Results: The spectroscopic constants of several electronic states were derived and compared with available literature values, showing good agreement. The Franck–Condon factor analysis identified a transition as favorable for Doppler and Sisyphus laser cooling. Radiative lifetimes, branching ratios, Doppler and recoil temperatures, and slowing distances were determined. A four-laser cooling scheme in the deep-UV region was proposed. Simulated absorption spectra for the P(2) and R(7) transitions in the first-overtone (v = 0–2) band reproduced experimental data with reasonable accuracy.

Discussion: These findings confirm HBr as a promising candidate for laser cooling, supported by reasonably accurate ab initio potential and dipole moment curves. The proposed scheme and agreement with experimental spectra strengthen the feasibility of experimental implementation.

1 Introduction

Hydride halide molecules have been studied extensively, experimentally, and theoretically over several decades [1–6]. Because of its simple structure and rich photochemical dynamics, the HBr molecule is helpful in many fields of science; in metrology, it is used as a benchmark for numerous spectroscopic studies, and it is used to calibrate the spectrometers and tunable laser devices [7–9]. The accurate functioning of a high-resolution infrared spectrometer is determined with the HBr molecule; it is used as a leading gas in the poly-Si plasma etch for the fabrication of integrated circuits. Because it plays a vital role in the depletion mechanism, this molecule is essential for studying the atmosphere of the Earth, the Sun, and stellar objects [10, 11]; it interacts with the ozone molecules, which contribute to the thinning of the ozone layer. Care must be taken while using and releasing this gas into the atmosphere.

With the Cold and ultracold molecules, new techniques have been introduced to probe new states of quantum matter with high-precision measurements of both fundamental and applied science. These molecules enable quantum simulations of condensed matter phenomena with new platforms for quantum computing. Bose-Einstein condensate material, precise control of molecular dynamics, and nanolithography are provided with the cold and ultracold molecules [12].

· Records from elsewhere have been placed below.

Issue #6750, opened 2025-04-21
Deprecate passing spider instances to `StatsCollector` methods


wRAR:
Multiple methods of `StatsCollector` take a `spider` argument, even though `StatsCollector.__init__()` takes a `Crawler` instance and so it should already know the current spider.

A part of #6763

wRAR:
While doing this with keeping all backward compatibility turned out to be very hard, I wonder if there is a need for complete backward compatibility, as it seems the reason for those optional `spider` args is refactoring that happened in 2012 (81ed2d2d0b7cbf2dd5cffc0da50367c5284416a6), which is why those args aren't actually used inside `StatsCollector`.

PR #6751, opened 2025-04-22
Deprecate passing spider instances to StatsCollector methods

Laerte:
close: #6750


wRAR:
Actually, I need to think how would this impact 3rd-party `StatsCollector` subclasses / how to make this change but still keep compatibility (as we want to make this change in any case).

wRAR:
It would also be nice to remove the spider arg from `{open,close}_spider()`, this would require saving the spider or the crawler in the base `__init__()`, which is fine.

Laerte:
> It would also be nice to remove the spider arg from `{open,close}_spider()`, this would require saving the spider or the crawler in the base `__init__()`, which is fine.

I removed the spider from signals methods as well.

Laerte:
> Actually, I need to think how would this impact 3rd-party `StatsCollector` subclasses / how to make this change but still keep compatibility (as we want to make this change in any case).

I used `__getattribute__` approach so we emit the warning on subclasses as well, lmk what you think.

Laerte:
@wRAR lmk what you think or if this needs to be changed, thank you!

wRAR:
As I mentioned, making this change seems harder than I initially thought, so I haven't checked your implementation yet, but I think we need to make sure the user subclasses still work and so we need to add tests for those. Also: 

- I think the `spider` argument of `_persist_stats()` should be removed 
- I now wonder how to make these `open_spider()`/`close_spider()` changes backwards compatible (I haven't checked who calls them)
- I wonder if `DummyStatsCollector` produces deprecation warnings

Laerte:
> As I mentioned, making this change seems harder than I initially thought, so I haven't checked your implementation yet, but I think we need to make sure the user subclasses still work and so we need to add tests for those. Also:
> 
> * I think the `spider` argument of `_persist_stats()` should be removed
> * I now wonder how to make these `open_spider()`/`close_spider()` changes backwards compatible (I haven't checked who calls them)
> * I wonder if `DummyStatsCollector` produces deprecation warnings

- ~~I think the spider argument of _persist_stats() should be removed~~ - DONE
- ~~I now wonder how to make these open_spider()/close_spider() changes backwards compatible (I haven't checked who calls them)~~ - It seems that this is called on scrapy/core/engine.py.
- ~~I wonder if DummyStatsCollector produces deprecation warnings~~ - It does, I added a test for it my implementation cover this scenario to emit warning on custom stats classes.

wRAR:
> It does

Isn't that bad? :)

Laerte:
> > It does
> 
> Isn't that bad? :)

Is not the idea to notify people to remove the param?

wRAR:
Well, `DummyStatsCollector` is our class, so what I wondered was "if people set the setting to it, will they get warnings?"

Laerte:
> Well, `DummyStatsCollector` is our class, so what I wondered was "if people set the setting to it, will they get warnings?"

Only if they pass spider to one of the stats method, param:
```python
import scrapy


class Dummy(scrapy.Spider):
    start_urls = ["https://scrapy.org"]
    name = "dummy"

    custom_settings = {
        "STATS_CLASS": "scrapy.statscollectors.DummyStatsCollector",
    }

    def parse(self, response):
        self.crawler.stats.get_value("dummy_value", spider=self)
```

wRAR:
I've spent some time on doing easier changes (in #6764) and thinking how can and should we do this in pluggable components (which log formatters are) and I got some more understanding of this.

1. Changing the `close_spider()` signature seems hard even in non-pluggable ones, we even didn't change it in `ExecutionEngine` when we wanted, as the arg we want to remove is not the last positional one. It's a weird API to have the spider arg in `close_spider()` but not in `open_spider()` though. It's possible to deprecate passing anything except None as that arg to `close_spider()`, that looks less weird even though not ideal.
2. Changing the signatures of public methods is fine only if 3rd-party code that calls them doesn't break, so we cannot remove an argument right away, we need to make it optional and log a warning if the argument is passed. This of course applies to methods that can be overriden in the same way as to others. I think this part is already done in your PR.
3. Changing the calls of public methods that can't be overridden is fine but changing the calls of methods that can be overridden is AFAIK impossible (in a direct way): if a 3rd-party subclass really uses the argument, you can't stop passing it at all. I think this can be solved by a wrapper passing `self._crawler.spider` in our case, not sure if something like this was done in Scrapy before or it needs to be implemented from scratch.

Hope this is clear and I think it covers everything. And we still want to test subclasses in tests, that they work and that they produce suitable warnings.

PR #6752, opened 2025-04-22
Prioritize start requests over other requests by default, and keep them in yield order

Gallaecio:
https://github.com/scrapy/scrapy/pull/6729#discussion_r2040244861


docs/news.rst
```diff
@@ -51,6 +48,12 @@ Backward-incompatible changes
     instead of being defined as a generator, is now executed *after* the
     :ref:`scheduler <topics-scheduler>` instance has been created.
 
+-   When using :setting:`JOBDIR`, :ref:`start requests <start-requests>` are
+    now serialized into their own, ``s``-suffixed priority folders.
+
+    Set :setting:`SCHEDULER_START_DISK_QUEUE` to ``None`` or ``""`` to change
+    that.
```
kmike, line 55: It'd be good to document what happens when the option is set to None - it currently reads as it chages the behavior mentioned previously (separate folders, etc), but it doesn't tell what's the behavior after the chage.

scrapy/pqueues.py
```diff
@@ -115,29 +133,68 @@ def qfactory(self, key: int) -> QueueProtocol:
...
+            if priority not in self.queues:
+                self.queues[priority] = self.qfactory(priority)
+            q = self.queues[priority]
         q.push(request)  # this may fail (eg. serialization error)
         if self.curprio is None or priority < self.curprio:
             self.curprio = priority
 
     def pop(self) -> Request | None:
         if self.curprio is None:
             return None
```
wRAR, line 164: This can be removed now.

scrapy/spidermiddlewares/start.py
```diff
@@ -0,0 +1,38 @@
...
+
+if TYPE_CHECKING:
+    from collections.abc import AsyncIterator, Iterable
+
+    from scrapy import Spider
+
+
+class StartSpiderMiddleware:
+    """Set ``"is_start_request"`` to ``True`` in the
+    :attr:`~scrapy.Request.meta` of :ref:`start requests <start-requests>`.
```
kmike, line 15: I think we should document the new meta key in the release notes, when mentioning that this new middleware is enabled by default.

We should also document it in https://docs.scrapy.org/en/latest/topics/request-response.html#request-meta-special-keys.

docs/topics/spiders.rst
```diff
@@ -369,70 +369,37 @@ See `Scrapyd documentation`_.
...
+-   Given the same :attr:`~scrapy.http.Request.priority`, start requests take
+    precedence.
 
--   To send start requests before other requests:
+-   Start requests are sent in the order they are yielded from
+    :meth:`~scrapy.Spider.start`, whereas other requests are sent in LIFO_
+    order.
 
-    .. code-block:: python
+    .. _LIFO: https://en.wikipedia.org/wiki/Stack_(abstract_data_type)
```
kmike, line 392: What do you think about linking to https://docs.scrapy.org/en/latest/faq.html#does-scrapy-crawl-in-breadth-first-or-depth-first-order? It seems it also makes sense to expand this docs section to mention start priorities. Or maybe even combine these two sections, not sure.

kmike: A nitpick: I'm asking mostly because of the next sentence, "you can change this in different ways", where it's not 100% clear what "this" is - it seems the intention was to explain how to customize start requests, but the last mention was of other requests. Anyways, it seems the explanation is useful for regular requests as well, and it partially overlaps with the FAQ entry.

scrapy/core/scheduler.py
```diff
@@ -126,56 +129,39 @@ def next_request(self) -> Request | None:
...
-    are backed by either memory or disk based queues (respectively defined by the
-    :setting:`SCHEDULER_MEMORY_QUEUE` and :setting:`SCHEDULER_DISK_QUEUE` settings).
+    are backed by either memory or disk based queues (respectively defined by
+    the :setting:`SCHEDULER_START_MEMORY_QUEUE` and
+    :setting:`SCHEDULER_START_DISK_QUEUE` settings for :ref:`start requests
+    <start-requests>` and by the :setting:`SCHEDULER_MEMORY_QUEUE` and
+    :setting:`SCHEDULER_DISK_QUEUE` settings for other requests).
 
     Request prioritization is almost entirely delegated to the priority queue. The only
     prioritization performed by this scheduler is using the disk-based queue if present
```
kmike, line 143: It also implicitly prefers start queues to regular queues.

scrapy/core/scheduler.py
```diff
@@ -195,23 +217,22 @@ def __init__(
...
-            logunser=crawler.settings.getbool("SCHEDULER_DEBUG"),
-            stats=crawler.stats,
-            pqclass=load_object(crawler.settings["SCHEDULER_PRIORITY_QUEUE"]),
-            crawler=crawler,
+        self._sdqclass: type[BaseQueue] | None = self._get_start_queue_cls(
+            crawler, "DISK"
         )
+        self._smqclass: type[BaseQueue] | None = self._get_start_queue_cls(
+            crawler, "MEMORY"
+        )
```
kmike, line 225: Is it done here (instead of passing instances to `__init__`) to simplify backwards compatibility handling?

scrapy/pqueues.py
```diff
@@ -115,29 +132,66 @@ def qfactory(self, key: int) -> QueueProtocol:
...
-            q.close()
-            prios = [p for p, q in self.queues.items() if q]
-            self.curprio = min(prios) if prios else None
-        return m
+        while self.curprio is not None:
+            if self._start_queues:
+                try:
+                    q = self._start_queues[self.curprio]
+                except KeyError:
+                    pass
```
kmike, line 167: Why is _update_curprio not called here? It seems `self._start_queues` affects the curprio.
If it should be added, then it probably make sense to have a small `_pop` helper with the popping logic, to avoid duplication.

kmike (approved):

docs/topics/spiders.rst
kmike: The new docs look good!

scrapy/core/scheduler.py
Gallaecio: Yes. I kind of default to that nowadays, specially for things that can be overridden through a setting. But it may make sense to allow subclasses to override these, maybe ignore the setting or use some other setting to decide.

@wRAR Shall I make them public?

If in doubt, we can discuss it with @kmike for a follow-up release.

Despite the availability of numerous experimental [13, 14] and theoretical [15–20] studies in the literature, only a limited number provide a thorough and accurate account of the spectroscopic characteristics of the low-lying excited states of the HBr molecule, particularly when considering both the inclusion and exclusion of spin-orbit coupling effects. Furthermore, there is a scarcity of detailed information regarding its vibrational manifolds (including the vibrational energy levels, vibrational transition calculations, Franck-Condon factors, Einstein coefficients, and lifetimes, etc.). These aspects are very useful in assessing the potential of the HBr molecule as a candidate for laser cooling and presenting a laser cooling scheme in the deep ultraviolet region, a concept that, to our knowledge, has not yet been explored for the HBr molecule. All these gaps serve as the primary motivation for the present investigation.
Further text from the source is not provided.